It is the schematic which shows an example of a structure of the fuel cell concerning embodiment of this invention. It is the schematic which shows an example of a structure of the gas diffusion layer of the fuel battery cell which concerns on embodiment of this invention.

Explanation of symbols

DESCRIPTION OF SYMBOLS 1 Fuel cell, 10 Electrolyte membrane, 12 Hydrogen electrode (anode electrode), 12a Anode catalyst layer, 12b Anode gas diffusion layer, 14 Air electrode (cathode electrode), 14a Cathode catalyst layer, 14b Cathode gas diffusion layer, 16 Membrane- Electrode assembly, 20 anode side separator, 20a fuel gas flow path, 20b rib, 22 cathode side separator, 22a oxidant gas flow path, 22b rib, 30 drainage channel area, 40 gas passage area, 50 product water.

Claims (8)

A membrane-electrode assembly having an electrolyte membrane and a pair of electrodes comprising a catalyst layer and a gas diffusion layer sandwiching the electrolyte membrane;
A pair of separators having a plurality of gas passages through which a gas flows and ribs formed between the gas passages on a surface facing the gas diffusion layer of the membrane-electrode assembly;
And the membrane-electrode assembly is sandwiched between the pair of separators,
In the region facing the rib in the gas diffusion layer, a drainage channel region for preferentially passing the generated water generated during power generation and draining it to the gas channel was formed.
The fuel cell characterized by the above-mentioned. The fuel cell according to claim 1,
The drainage channel region is wider than the rib, and at least one end side of the drainage channel region is in contact with the gas channel,
Fuel cell The fuel cell according to claim 1 or 2,
The fuel cell according to claim 1, wherein the drainage channel region has a larger pore diameter than other regions in the gas diffusion layer.
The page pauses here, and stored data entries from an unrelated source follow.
Issue #415, opened 2017-05-17
add yarn to path in CI


MylesBorins:
`ember-cli` now expects it in the path for the test suite to work. Should we add it to CI?

gibfahn:
Ideally the `ember-cli` tests would skip the yarn tests if yarn wasn't available.

I'd rather not add another build-time dependency to CitGM, especially as the npm package [doesn't seem to be being updated](https://github.com/yarnpkg/yarn/issues/3078#issuecomment-297192266). However yarn [is in the node docker image now](https://github.com/nodejs/docker-node/pull/337), so maybe we should include it.

The [alternative install](https://yarnpkg.com/en/docs/install#alternatives-tab) looks interesting though, there's a tarball, and also a single js file. Not sure how downloading a tarball from the yarn website is safer than downloading a tarball through npm though...

>Note: Installation of Yarn via npm is generally not recommended. Installing Yarn with npm is non-deterministic, the package is not signed, and the only integrity check performed is a basic SHA1 hash, which is a security risk when installing system-wide apps.

MylesBorins:
we could grab the tarball and then add to path... I'm personally comfortable with grabbing from official source

SimenB:
Hiya. It'd be great to add Jest to CITGM, but it requires yarn. Are you opposed to a PR adding it? (See linked issue)

BridgeAR:
@gibfahn I guess there might be even more packages relying on yarn. What do you think about the suggestion from @MylesBorins ?

gibfahn:
>What do you think about the suggestion from @MylesBorins ?

No strong objection to adding the tarball to the path.

targos:
We now have the yarn option that can be enabled selectively for modules that need it

PR #478, opened 2017-09-21
lookup: unskip ember-cli

targos:
Ref: https://github.com/nodejs/citgm/issues/473
CI: https://ci.nodejs.org/view/Node.js-citgm/job/citgm-smoker-pipeline/10/console

PR #560, opened 2018-04-15
feat: add support for yarn installations

SimenB:
I'd really like to add Jest to CITGM, but the hard requirement on `npm` means that's a no-go (Jest uses [yarn workspaces](https://yarnpkg.com/lang/en/docs/workspaces/)). I think I read somewhere that npm was going to add workspaces support, but seeing as I can't find a reference to it, I might have imagined it.

This is a first go at adding support for Yarn as package manager instead of npm in CITGM.

While doing this I realized that #415 just covers adding it to `$PATH`, not necessarily using it (and that should probably still be done). I've already done the work here though, so why not open up a PR? 🙂 I've held off on adding tests in case there's a chance this is accepted, though.

2 times Jest has had failing tests on Node master, with one of them being caught before node 9 was released, and one making it into the release. See https://github.com/nodejs/node/issues/16322 and https://github.com/nodejs/node/issues/19607.

/cc @cpojer

##### Checklist

- [x] `npm test` passes
- [ ] tests are included
- [x] documentation is changed or added(https://github.com/nodejs/citgm/blob/master/CONTRIBUTING.md)


SimenB:
Yeah, CI fails since `yarn` is not added to `$PATH`. Thoughts on the cleanest way if doing that?

cpojer:
Wow this is really cool! Hope that this will get accepted. Is there anything I can do to help? :)

MylesBorins:
I'll review this when I get back in to work tomorrow.

We will need to work with @nodejs/build to get yarn into our ci as well

gibfahn:
>We will need to work with @nodejs/build to get yarn into our ci as well

Looking at the [yarn installation docs](https://yarnpkg.com/en/docs/install#alternatives-stable) it looks like it's just a case of extracting a tarball and adding to the path.

I'd rather not install `yarn` globally on every machine if possible, so just adding the two lines to the CI jobs sounds like the way to go for me.

gibfahn:
This PR LGTM once it has tests.

SimenB:
Opened up #561 installing yarn on CI

gibfahn:
>Opened up #561 installing yarn on CI (separate as I expect this PR to take a bit of time, while yarn installed on CI is standalone)

I don't have a huge issue with doing that, but what's the benefit to having that land sooner? Presumably it's not usable before this PR lands.

SimenB:
To unblock #478

SimenB:
@MylesBorins no objections beyond missing tests? If so, I'll try to get some written this weekend or early next week 🙂

lib/package-manager/install.js
```diff
@@ -7,15 +7,17 @@ const createOptions = require('../create-options');
...
 
-function install(context, next) {
+function install(packageManager, context, next) {
   const options =
     createOptions(
       path.join(context.path, context.module.name), context);
   let args = ['install', '--loglevel', context.options.npmLevel];
-  context.emit('data', 'info', context.module.name + ' npm:',
-      'npm install started');
+  context.emit('data', 'info', context.module.name + ' ' + packageManager +
```
MylesBorins: can you change all of these into back tick strings while we are at it?

lib/package-manager/test.js
```diff
@@ -22,9 +23,10 @@ function authorName(author) {
   return parts.join(' ');
 }
 
-function test(context, next) {
+function test(packageManager, context, next) {
+  const useYarn = packageManager === 'yarn';
   const wd = path.join(context.path, context.module.name);
-  context.emit('data', 'info', context.module.name + ' npm:',
+  context.emit('data', 'info', context.module.name + ' ' + packageManager + ':',
```
MylesBorins: same as before, we should switch these to backtick strings

lib/package-manager/test.js
```diff
@@ -22,9 +23,10 @@ function authorName(author) {
   return parts.join(' ');
 }
 
-function test(context, next) {
+function test(packageManager, context, next) {
+  const useYarn = packageManager === 'yarn';
```
MylesBorins: this should be available on the context already right?

lib/package-manager/test.js
```diff
@@ -49,14 +51,23 @@ function test(context, next) {
...
+      packageManagerBin = which(npmBinName, {path: options.env.PATH
+        || process.env.PATH});
+      if (windows) {
+        packageManagerBin = path.join(path.dirname(packageManagerBin),
+          'node_modules', 'npm', 'bin', 'npm-cli.js');
+      }
     }
-    const proc = spawn(nodeBin, [npmBin, 'test', '--loglevel=' +
-        context.options.npmLevel], options);
+    const logLevelArgs = packageManager === 'yarn' ? '' : '--loglevel=' +
```
MylesBorins: this doesn't need to be a ternary, adds complexity

lib/package-manager/test.js
```diff
@@ -49,14 +51,23 @@ function test(context, next) {
...
     }
-    let npmBin = which(npmBinName, {path: options.env.PATH
-          || process.env.PATH});
-    if (windows) {
-      npmBin = path.join(path.dirname(npmBin), 'node_modules', 'npm', 'bin',
-          'npm-cli.js');
+    let packageManagerBin;
+
+    if (useYarn) {
+      which(yarnBinName, {path: options.env.PATH
```
MylesBorins: should this be `packageManagerBin = which(...`

lib/package-manager/yarn.js
```diff
@@ -0,0 +1,8 @@
+'use strict';
+const install = require('./install');
+const test = require('./test');
+
+module.exports = {
```
MylesBorins: similarly this seems overly complicated

SimenB:
Thanks for the review! Seeing as Jest uncovered https://github.com/nodejs/node/issues/20157 as well, I'll try to prioritise work on this PR so we can get Jest into CITGM.

MylesBorins:
If you want to pair on a refactor of this pr lmk 😁

SimenB:
Feel free to work on it! I'll be travelling for work this weekend, so I won't have any time until next week anyways 🙂

BridgeAR:
@SimenB would you be so kind and have another loop at the comments? :-) having yarn support would IMO be really helpful.

SimenB:
Jest has actually passed Mocha now as the most downloaded test framework from npm, so I'll try to find the time to get this up to speed within the next few days.

lib/package-manager/npm.js
```diff
@@ -3,6 +3,6 @@ const install = require('./install');
 const test = require('./test');
 
 module.exports = {
-  install: install,
-  test: test
+  install: install.bind(null, 'npm'),
```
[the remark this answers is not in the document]
SimenB: It follows the pattern of the repo, though: https://github.com/nodejs/citgm/blob/595dcf64b991e904c1b06847f64d107723c2cc62/lib/citgm.js#L100-L102

Still want me to change?

SimenB:
Not sure why CI failed on mac. Seems like the installation of yarn I added didn't do the trick

lib/package-manager/install.js
```diff
@@ -52,20 +55,22 @@ function install(context, next) {
...
       chunk = chunk.replace(/\r/g, '\n');
     }
-    context.emit('data', 'verbose', context.module.name + ' npm-install:',
+    context.emit('data', 'verbose', context.module.name +
+      ' ' + packageManager + '-install:',
       chunk.toString());
   });
 
-  proc.on('error', function() {
+  proc.on('error', function () {
```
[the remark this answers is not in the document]
SimenB: I've opened up a PR using prettier that would solve this for me.

An alternative would be for node to publish a package with its eslint rules.

e.g. `eslint-config-nodejs-core` is available on npm

.travis.yml
```diff
@@ -1,4 +1,7 @@
 language: node_js
+before_install:
+  - curl -o- -L https://yarnpkg.com/install.sh | bash
```
SimenB: This will always install the latest stable version. You might want to lock it down to whatever version you land in #415

Syntax then is `curl -o- -L https://yarnpkg.com/install.sh | bash -s -- --version [version]` as per the docs: https://yarnpkg.com/lang/en/docs/install/#alternatives-stable

targos:
Is this ready for review?

SimenB:
Yes, except for a missing test this is good to go. I'll add a test today or tomorrow

lib/package-manager/test.js
```diff
@@ -49,19 +51,27 @@ function test(context, next) {
...
-    /* Run `npm test`, or `/path/to/customTest.js` if the customTest option
+    /* Run `npm/yarn test`, or `/path/to/customTest.js` if the customTest option
      was passed */
-    const args = context.options.customTest ?
-      [context.options.customTest] : [npmBin, 'test'];
-
-    const proc = spawn(nodeBin, args, options);
+    const proc = context.options.customTest
+      ? spawn(nodeBin, [context.options.customTest], options)
+      // We spawn the package manager binary directly instead of via `node` t
```
targos:
```suggestion
      // We spawn the package manager binary directly instead of via `node` to
```

test/npm/test-npm-test.js
```diff
@@ -64,30 +66,31 @@ test('npm-test: basic module failing', function (t) {
...
-  npmTest(context, function (err) {
+  packageManagerTest('npm', context, function (err) {
     t.equals(err && err.message, 'Package.json Could not be found');
     t.end();
   });
 });
 
-test('npm-test: alternative test-path', function (t) {
+// Skipped since this does not work with shell scripts
+skip('npm-test: alternative test-path', function (t) {
```
targos: do we also need to skip for npm?

test/yarn/test-yarn-install.js
```diff
@@ -0,0 +1,105 @@
...
+test('yarn-install: basic module', function (t) {
+  const context = makeContext.npmContext('omg-i-pass', sandbox);
+  packageManagerInstall('yarn', context, function (err) {
+    t.error(err);
+    t.end();
+  });
+});
+
+// Skipped because yarn does not have the same behavior.
+skip('yarn-install: extra install parameters', function (t) {
```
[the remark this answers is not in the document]
targos: if there is no similar behaviour that we can test with yarn, let's remove it :+1:

test/yarn/test-yarn-test.js
```diff
@@ -0,0 +1,112 @@
...
+test('yarn-test: no package.json', function (t) {
+  const context = makeContext.npmContext('omg-i-dont-exist', sandbox);
+  packageManagerTest('yarn', context, function (err) {
+    t.equals(err && err.message, 'Package.json Could not be found');
+    t.end();
+  });
+});
+
+// Skipped since this does not work with shell scripts
+skip('yarn-test: alternative test-path', function (t) {
```
targos: IMHO we can also remove this one

targos:
This LGTM, but we have to make sure that the CI machines used for CITGM jobs have yarn installed and in the PATH before we merge the PR.

MylesBorins:
Are we able to include yarn in the package.json and use that version?

test/npm/test-npm-test.js
SimenB: yeah. I can differentiate yarn and npm here, but we try to find a `binary` named `npm` - the fact that `node` can run that binary is a weird coupling (IMO).

Can add it back in, though, if you want?

Note that it would probably work with a `yarn` not installed from brew as well

SimenB:
>Are we able to include yarn in the package.json and use that version?

That should work, yeah!

lib/package-manager/get-binary.js
```diff
@@ -0,0 +1,24 @@
+'use strict';
+
+const path = require('path');
+const which = require('which').sync;
+const npmWhich = require('npm-which')(__dirname).sync;
+
+const windows = (process.platform === 'win32');
+
+module.exports = function(binaryName, options) {
```
targos: nit: give the function a name? `getBinary`?

lib/citgm.js
```diff
@@ -32,7 +33,15 @@ exports.windows = windows;
 function find(app, context, next) {
   which(app, function(err, resolved) {
     if (err) {
-      next(Error(app + ' not found in path!'));
+      npmWhich(app, function(err, resolved) {
```
SimenB: we should really only do `which('npm')`` and `which('yarn');` once, instead of here, and for every single `install` and `test`

lib/package-manager/install.js
SimenB: Opened up #611 for it

lib/package-manager/get-binary.js
SimenB: good call, done

SimenB:
🤞 for CI!

targos:
CI: https://ci.nodejs.org/view/Node.js-citgm/job/citgm-continuous-integration-pipeline/79/console

targos:
It looks like something is broken. I'm trying this PR locally and it fails silently:

```
$ citgm --verbose silly lodash
info:    starting            | lodash
verbose: lodash using-uid    | 1001
verbose: lodash using-gid    | 1001
silly:   lodash init-detail  |
silly:   {
silly:     "type": "tag",
silly:     "registry": true,
silly:     "raw": "lodash",
silly:     "name": "lodash",
silly:     "escapedName": "lodash",
silly:     "rawSpec": "",
silly:     "saveSpec": null,
silly:     "fetchSpec": "latest"
silly:   }
verbose: lodash using-node   | /home/mzasso/.nvm/versions/node/v11.0.0/bin/node
verbose: lodash using-npm    | /home/mzasso/.nvm/versions/node/v11.0.0/bin/npm
verbose: lodash using-yarn   | /home/mzasso/git/nodejs/citgm/node_modules/.bin/yarn
```

SimenB:
That's odd? I get lots of output running `node bin/citgm.js --verbose silly lodash`.

image

targos:
@SimenB this is the fix:

```patch
diff --git a/lib/citgm.js b/lib/citgm.js
index aadb9e3..511af20 100644
--- a/lib/citgm.js
+++ b/lib/citgm.js
@@ -41,6 +41,7 @@ function find(app, context, next) {

         context.emit('data', 'verbose', context.module.name + ' using-' + app,
           resolved);
+        next(null, context);
       });
       return;
     }
```

targos:
The patch above fixes it for `lodash` (with npm and yarn), so I went ahead and tried to test `jest`! Unfortunately, it fails, I think because they expect `yarn` to be in the PATH :(

SimenB:
It might actually be because CITGM downloads a tarball from `npm` - jest is a monorepo, so we need to clone from github (or download the source tarball). How do we force that?

From what I can see, CITGM tries do run `yarn install` and `yarn test` in this directory: https://github.com/facebook/jest/tree/master/packages/jest, not from root

SimenB:
Right! Adding it to lookup.json seems to help 🙂 

One issue with the tests is that they rely on colors (Jest has a bunch of tests asserting that colors are set correctly in the terminal output). Those tests seems to fail when I run through CITGM. Thoughts on how we can make [`supports-color`](https://www.npmjs.com/package/supports-color) return `true`? Use `FORCE_COLOR=1`?

Another issue is that it runs full eslint and coverage, which is pretty slow. Jest has a `test-ci-partial` script that only runs tests. Can we tell CITGM to use that instead of normal `test`?

targos:
> Another issue is that it runs full eslint and coverage, which is pretty slow. Jest has a test-ci-partial script that only runs tests. Can we tell CITGM to use that instead of normal test?

Yes :)

```
  --customTest <path>         Run a custom node test script instead of "npm test"
```

SimenB:
I tried adding the following to lookup.json
```json
  "jest": {
    "maintainers": ["cpojer", "SimenB"],
    "prefix": "v",
    "customTest": "yarn test-ci-partial",
    "yarn":  true
  }
```
but it still runs `yarn test`

targos:
The `PATH` stuff works 👍

SimenB:
In theory we should be able to land this then (I'll back out the lookup.json changes and get the tests to pass), and we can try to get Jest into CITGM in a separate PR?

Any docs changes I should make?

targos:
SGTM if you also remove `customTestScript` for now.

SimenB:
I'm having issues with the last failing test... If I just run that test file, it passes, but running all tests it fails. Are the tests tripping each other up?

SimenB:
41ffce85941e4fe7990ce70fdfcd9e5fd61f1ee3 is really useful for assertion errors (so they're strings and not buffers in the assertion error output). Should I keep it or revert it?

targos:
CI: https://ci.nodejs.org/view/Node.js-citgm/job/citgm-continuous-integration-pipeline/80/console

SimenB:
Failed 😞 Is it possible to look at the test output?

targos:
You can click on the "Started building: citgm-continuous-integration #XXX" links.
Failures are not related to this PR, I'm having the same with https://github.com/nodejs/citgm/pull/615.
I think this is good to go!

/cc @nodejs/citgm this is an important change so it would be nice to have more reviews on it.
@MylesBorins have your concerns been addressed?

MylesBorins:
I'm out of town until Monday. Will try and find time to review on Tuesday

SimenB:
@MylesBorins ping :)

targos:
@SimenB This needs a small rebase.

@MylesBorins Ping :)

refack:
> > We will need to work with @nodejs/build to get yarn into our ci as well
> 
> Looking at the [yarn installation docs](https://yarnpkg.com/en/docs/install#alternatives-stable) it looks like it's just a case of extracting a tarball and adding to the path.

We'd want to install yarn locally in each job's workspace. The same as we do win `npm`.
An issue in the https://github.com/nodejs/nodejs/build repo will be appreciated.

SimenB:
@refack currently I install yarn by adding it as a dependency to CITGM, which seems to work alright. So I don't think you need to change anything on your CI?

lib/package-manager/get-binary.js
```diff
@@ -0,0 +1,24 @@
+'use strict';
```
refack: The name of this file is inaccurate, since neither `npm` nor `yarn` are binaries (Regardless that we have the `./bin` conventions).
But IMO the name should be `get-executable.js`

lib/package-manager/install.js
```diff
@@ -4,25 +4,33 @@ const path = require('path');
 const stripAnsi = require('strip-ansi');
```
refack: If you're already renaming, maybe rename this file to `installer`. As first glance I thought it's intended to install the package-manager inself.

lib/package-manager/test.js
```diff
@@ -6,12 +6,11 @@ const stripAnsi = require('strip-ansi');
 const which = require('which').sync;
```
refack: `test.js` -> `tester.js`
file named test are usually tests

package.json
```diff
@@ -55,7 +56,8 @@
     "winston": "^2.4.4",
     "xml-sanitizer": "^1.1.6",
     "xmlbuilder": "^10.1.1",
-    "yargs": "^12.0.2"
+    "yargs": "^12.0.2",
+    "yarn": "^1.12.3"
```
refack: `devDependency`?

refack:
> currently I install yarn by adding it as a dependency to CITGM, which seems to work alright. So I don't think you need to change anything on your CI?

But I'm not sure it's semantically correct... (But's more of a let's think about it then a request for changes...)

lib/package-manager/install.js
refack: Valid point.

lib/package-manager/get-executable.js
```diff
@@ -0,0 +1,24 @@
+'use strict';
+
+const path = require('path');
+const which = require('which').sync;
+const npmWhich = require('npm-which')(__dirname).sync;
+
+const windows = (process.platform === 'win32');
+
+module.exports = function getBinary(binaryName, options) {
```
MylesBorins: seems like this should be called `getExecutable` for consistency

lib/package-manager/index.js
```diff
@@ -0,0 +1,24 @@
+'use strict';
+const npm = require('./npm');
+const yarn = require('./yarn');
+
```
MylesBorins: we should call get executable here for both npm and yarn and cache the results, that way we don't need to recalculate it on subsequent installs.

lib/package-manager/yarn.js
```diff
@@ -0,0 +1,8 @@
+'use strict';
```
MylesBorins: I don't think we need this file. We can have a single install + test file that we pass an argument to. Since `packageManager.install` is already abstracted I don't think we need this extra boiler plate.

lib/package-manager/npm.js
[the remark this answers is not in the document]
MylesBorins: similarly to the `package-manager/yarn.js` file, I don't think this is needed. Let's just pass the arguments in the install / test scripts

lib/package-manager/install.js
```diff
@@ -4,25 +4,33 @@ const path = require('path');
...
+  context.emit('data', 'verbose', context.module.name + ' ' + packageManager +
+    ':',
     'Using temp directory: "' + options.env['npm_config_tmp'] + '"');
 
   if (context.module.install) {
     args = args.concat(context.module.install);
   }
 
-  const proc = spawn('npm', args, options);
+  const packageManagerBin = getExecutable(packageManager, options);
```
MylesBorins: afaict this now introduces something that is sync into a hot path (the install. Is there not a way to do this once during initialization rather then each install.

I'd like to propose that we change the `packageManager` argument to have the following pattern
```
{
  "name":  "[npm]|[yarn]"
  "path": "/path/to/binary"
}
```

we can cache the async call to the path in the initialization

lib/package-manager/index.js
```diff
@@ -0,0 +1,24 @@
...
+function install(context, next) {
+  if (context.options.yarn || context.module.useYarn) {
+    yarn.install(context, next);
```
MylesBorins: rather than binding the npm / yarn argument on the export of `yarn.install`,  `yarn.test`, `npm.install`, and `npm.test` I think we should be way better off just calling install with the appropriate arguments here. If we cache the result of `whichnpm` above we could alternatively call here with
```
install({name: 'yarn', path: yarnPath}, context, next);
```

SimenB:
@MylesBorins thanks for the thorough review! I think I've addressed your points now (and rebased)

lib/citgm.js
```diff
@@ -29,14 +30,38 @@ exports.windows = windows;
...
-      next(Error(app + ' not found in path!'));
+      npmWhich(__dirname)('node', function(err, resolved) {
+        if (err) {
+          next(Error('node not found in path!'));
+          return;
+        }
+
+        context.emit('data', 'verbose',
+          context.module.name + ' using-node',
+          resolved);
```
SimenB: not happy about this formatting, but that'll be fixed when we merge the prettier PR, so I'm kinda meh on spending time aligning stuff here, tbh

test/npm/test-npm-install.js
```diff
@@ -20,8 +21,14 @@ const extraParamTemp = path.join(sandbox, 'omg-i-pass-with-install-param');
 const badFixtures = path.join(fixtures, 'omg-bad-tree');
 const badTemp = path.join(sandbox, 'omg-bad-tree');
 
+let packageManagers;
+
 test('npm-install: setup', function (t) {
-  t.plan(7);
+  t.plan(8);
+  packageManager.getPackageManagers((e, res) => {
```
SimenB: not super clean, but allows me to reuse the implementation.

lib/citgm.js
```diff
@@ -29,14 +30,38 @@ exports.windows = windows;
  * 5. Output the results.
  **/
 
-function find(app, context, next) {
-  which(app, function(err, resolved) {
+function findNode(context, next) {
+  which('node', function(err, resolved) {
     if (err) {
-      next(Error(app + ' not found in path!'));
+      npmWhich(__dirname)('node', function(err, resolved) {
```
MylesBorins: What is the purpose of calling npmWhich here? If the node binary was not found by which how would this improve anything? I feel like I'm missing something here

lib/citgm.js
```diff
@@ -98,15 +123,15 @@ Tester.prototype.run = function() {
 
   async.waterfall([
     init.bind(null, this),
-    find.bind(null, 'node'),
-    find.bind(null, 'npm'),
+    findNode.bind(null),
```
MylesBorins: I think we can drop the bind altogether here can't we?

lib/package-manager/get-executable.js
```diff
@@ -0,0 +1,30 @@
...
+const path = require('path');
+const which = require('which');
+const npmWhich = require('npm-which')(__dirname);
+
+const windows = (process.platform === 'win32');
+
+module.exports = function getExecutable(binaryName, next) {
+  if (binaryName === 'yarn') {
+    // Use `npm-which` for yarn to get the locally version
+    npmWhich(binaryName, next);
```
MylesBorins: is there a reason we can't use npmWhich for both `npm` and `yarn`?. If that's the case and it is pass through could we not remove this script altogether?

lib/package-manager/index.js
```diff
@@ -0,0 +1,41 @@
...
+    test('yarn', context, next);
+  } else {
+    test('npm', context, next);
+  }
+}
+
+module.exports = {
+  install: pkgInstall,
+  test: pkgTest,
+  getPackageManagers: function(next) {
```
MylesBorins: I'd like to see this function defined above rather than inline here

lib/package-manager/get-executable.js
SimenB: >is there a reason we can't use npmWhich for both `npm` and `yarn`?

`npm-which` is just for binaries installed in `node_modules`. Not sure if it finds globally installed stuff?

Could potentially add `npm` as a dep as well, then it won't rely on any globals beyond node. Maybe not worth it?

> If that's the case and it is pass through could we not remove this script altogether?

IDK about the windows thing below. Would that just work :tm:? I don't have access to a windows machine to test

lib/citgm.js
SimenB: Yeah, good catch!

lib/citgm.js
MylesBorins: re your below comment, I don't think we want to be specifically supporting the use case of `node` being in the `node_modules` folder.

Open to other people's thoughts here

SimenB: Ah, good catch! I forgot to remove this when I moved to using the new lookup for npm and yarn

SimenB:
Fixed the failing test and addressed the last feedback except for one open question

lib/package-manager/get-executable.js
MylesBorins: Let's keep it just how it is for now, this makes sense. I was more confused by the usage above

SimenB:
BWT, might make sense to activate auto-cancellation of redundant builds: https://travis-ci.com/nodejs/citgm/pull_requests. Currently my last 2 commits are both queued, the second to last could (should) be cancelled

targos:
@SimenB done. I also cancelled the second to last job.

SimenB:
CI is green and feedback addressed. Is this good to go? 🙂

rvagg:
I'm not really following this, sorry, but if this needs `yarn` on citgm infra then could someone please open an issue on nodejs/build if there isn't one for it?

SimenB:
I've added `yarn` as a dependency, so it's installed that way. Shouldn't need to update any CI env

targos:
CI: https://ci.nodejs.org/view/Node.js-citgm/job/citgm-continuous-integration-pipeline/82/console

targos:
Failures seem unrelated. I opened https://github.com/nodejs/build/issues/1601

targos:
I scheduled https://ci.nodejs.org/job/citgm-continuous-integration/144/ to check if it also fails for the same reason on master.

The fuel cell according to claim 3,
In the region of the gas diffusion layer on the catalyst layer side of the drainage channel region, a region having a pore diameter smaller than the drainage channel region was formed.
The fuel cell characterized by the above-mentioned. A fuel cell according to any one of claims 1 to 4,
The fuel cell according to claim 1, wherein the drainage channel region has higher hydrophilicity than other regions in the gas diffusion layer. A fuel cell according to any one of claims 1 to 5,
In the region on the catalyst layer side of the drainage channel region in the gas diffusion layer, a region having a lower hydrophilicity than the drainage channel region was formed,
The fuel cell characterized by the above-mentioned. The fuel cell according to any one of claims 1 to 6,
A region other than the drainage channel region in the gas diffusion layer has water repellency,
The fuel cell characterized by the above-mentioned. The fuel cell according to any one of claims 1 to 7,
The separator has a higher hydrophilicity than the drainage channel region;
The fuel cell characterized by the above-mentioned.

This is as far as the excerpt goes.